高季禮冷笑一聲,道:“我們徐會長在半年前瞞天過海進入楓葉國入籍。”
“別人早已經是外國人,那麽,您知道原因嗎?”
“什麽!”
盧明旺滿臉的害怕。
聞訊趕來的不隻是盧明旺的驚恐,就是葡京的三家也是變臉。
“你們幾家一點也不吃驚,看來你們幾家早有預謀吧?”高季禮冰冷地看了香江幾個代表。
他對香江買辦家族那一點好印象也沒有。
“高總,您這句話可難聽了,徐會長不樂意了,咱還有什麽辦法威逼利誘不了他呢?”鄭家齊笑了笑。
“徐誌華你才不願解釋?”盧明旺問。
“盧總,您準備要我說明什麽問題嗎?有何規定粵省商會必選何永康嗎?”徐誌華嗤之以鼻。
“徐立華先生,您不能代表粵省商會。”盧明旺表示。
“盧總您講的是什麽笑話呢?本人現為商會會長,所言代表商會,至於是否算,此事非自己決定。”徐立華滿臉嘲諷。
“安靜!”
董老抬高了嗓門。
然後沒有半點感情的說道:“徐立華目前也是粵省商會會長,其投票表決有效,目前許晶5票、何永康3票、盧總1票,你們給誰投?”
“我投了何永康。”
盧明旺聽董老評價後無力回天。
“高總呢?”
“我投了何永康!”心情回到正常,高季禮回答。
“如今何永康5票、許晶5票、張總你鵬城這邊是什麽意思?”董老拿著茶呷了口,隨即看著張碧超雲與鵬城商會會長林誌宇的合影。

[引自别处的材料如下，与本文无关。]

PR #829, opened 2024-10-02
RR-895 - Cache prisoner searches with a redis backed `prisonerSearchStore`

nathanrussell-moj-digital:
This PR adds caching to the prisoner search service method
IE. the service method to lookup a prisoner from `prisoner-search-api` and return as a `PrisonerSummary`

This follows our existing patterns where we do similar things (prison lookups via prison-register-api for example), where the service method and it's method signature do not change, but the internal implementation of the method looks in the redis cache first rather than simply calling the API.

### DIFF
--- a/server/data/prisonerSearchStore/prisonerSearchStore.ts
+++ b/server/data/prisonerSearchStore/prisonerSearchStore.ts
@@ -1,0 +1,30 @@
+import type { Prisoner } from 'prisonerSearchApiClient'
+import { RedisClient } from '../redisClient'
+import logger from '../../../logger'
+
+const PRISONER = 'prisoner'
+
+export default class PrisonerSearchStore {
+  constructor(private readonly client: RedisClient) {
+    client.on('error', error => {
+      logger.error(error, `Redis error`)
+    })
+  }
+
+  private async ensureConnected() {
+    if (!this.client.isOpen) {
+      await this.client.connect()
+    }
+  }
+
+  async setPrisoner(prisonNumber: string, prisoner: Prisoner, durationDays = 1): Promise<string> {
+    await this.ensureConnected()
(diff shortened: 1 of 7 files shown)


server/data/prisonerSearchStore/prisonerSearchStore.ts
```diff
@@ -0,0 +1,30 @@
+import type { Prisoner } from 'prisonerSearchApiClient'
+import { RedisClient } from '../redisClient'
+import logger from '../../../logger'
+
+const PRISONER = 'prisoner'
+
+export default class PrisonerSearchStore {
```
nathanrussell-moj-digital, line 7: The concept of a "store" class simply takes a redis client instance, then exposes methods to get/retrieve objects from redis
In this case we are storing and retrieving a `Prisoner` instance in redis

server/services/prisonerSearchService.ts
```diff
@@ -1,16 +1,64 @@
...
   constructor(
     private readonly hmppsAuthClient: HmppsAuthClient,
     private readonly prisonerSearchClient: PrisonerSearchClient,
+    private readonly prisonerSearchStore: PrisonerSearchStore,
   ) {}
 
   async getPrisonerByPrisonNumber(prisonNumber: string, username: string): Promise<PrisonerSummary> {
-    const systemToken = await this.hmppsAuthClient.getSystemClientToken(username)
-    const prisoner = await this.prisonerSearchClient.getPrisonerByPrisonNumber(prisonNumber, systemToken)
+    let prisoner: Prisoner
```
nathanrussell-moj-digital, line 18: The service method to get a prisoner by prison number now looks to return it from redis first
It the prisoner is in redis (the store class) then use it
If the prisoner is not in redis then retrieve if from the API (the previous behaviour), and store it in redis

lynnette-orr (approved):

PR #839, opened 2024-10-04
RR-954-Realignment of grid items on overview page

lynnette-orr:
Adding a container around the goal counts and tags so they can be better aligned.

Screenshot 2024-10-04 at 16 04 22


nathanrussell-moj-digital (approved):
LGTM 👍

PR #845, opened 2024-10-07
RR-978: Removing neurodiversity summary card

lynnette-orr:
Removed neurodiversity summary card from Support Needs page.

Screenshot 2024-10-07 at 16 14 11


nathanrussell-moj-digital (commented):
What you've done here is fine and works 👍 
but I think we should also get rid of the code that actually gets and populates the neuro data etc.

Have a look at the view model `PrisonerSupportNeeds` in `server/@types/viewModels` 👀 
If you start there, you can remove the property `neurodiversities` and the type `Neurodiversity`
Then you can work you way forwards through the service (`CuriousService`), and the mapper (`PrisonerSupportNeedsMapper`), the controller (`SupportNeedsController`) and the test data builder (`supportNeedsTestDataBuilder`)

nathanrussell-moj-digital (approved):
Awesome work; LGTM 👍

PR #851, opened 2024-10-09
RR-980 - Support needs tab changes

lynnette-orr:
Updating the Support Needs page to show LDD data for each prison, or a message underneath the prison name if no data is present. A message will be displayed if no prisons have LDD data.

Scenario 1: No prisons have any screener data available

張碧超雲起身安靜地望著香江的另一邊,慢慢地開口說:“董老,我和林會長二人經仔細考慮後,決定放棄權力。”
“多謝......”
正要謝天謝地的許晶一聽棄權二字立刻麵前一亮。
香江四大家代表的微笑,更在一瞬間定格了,他們千算計萬算計,也算不清張碧超雲兩人此時會投下棄權票。
“張總你肯定嗎?”董老證實。
“張總,有何不滿咱們待會好討論,您跟林會長沒必要。”鄭家齊趕緊勸阻。
其他三家代表也是一臉的哀求。
這如果張碧超雲二人真放棄權力,其計劃真會竹籃打水一場。
“鄭總!”
張碧超雲冷冷地望著鄭家齊,眼神掃過了身後另外三家,語氣裏滿是失望“過去一年你在香江玩得太過分了。因為你並不認為你是大夏人,所以我們之間的合作就可以暫停。”
“張總做得很漂亮!”
秦晴不由得起身,大聲歡呼。
今年香江街頭一大堆發黃的行屍走肉時,他已經看不慣始作俑者香江買辦家族。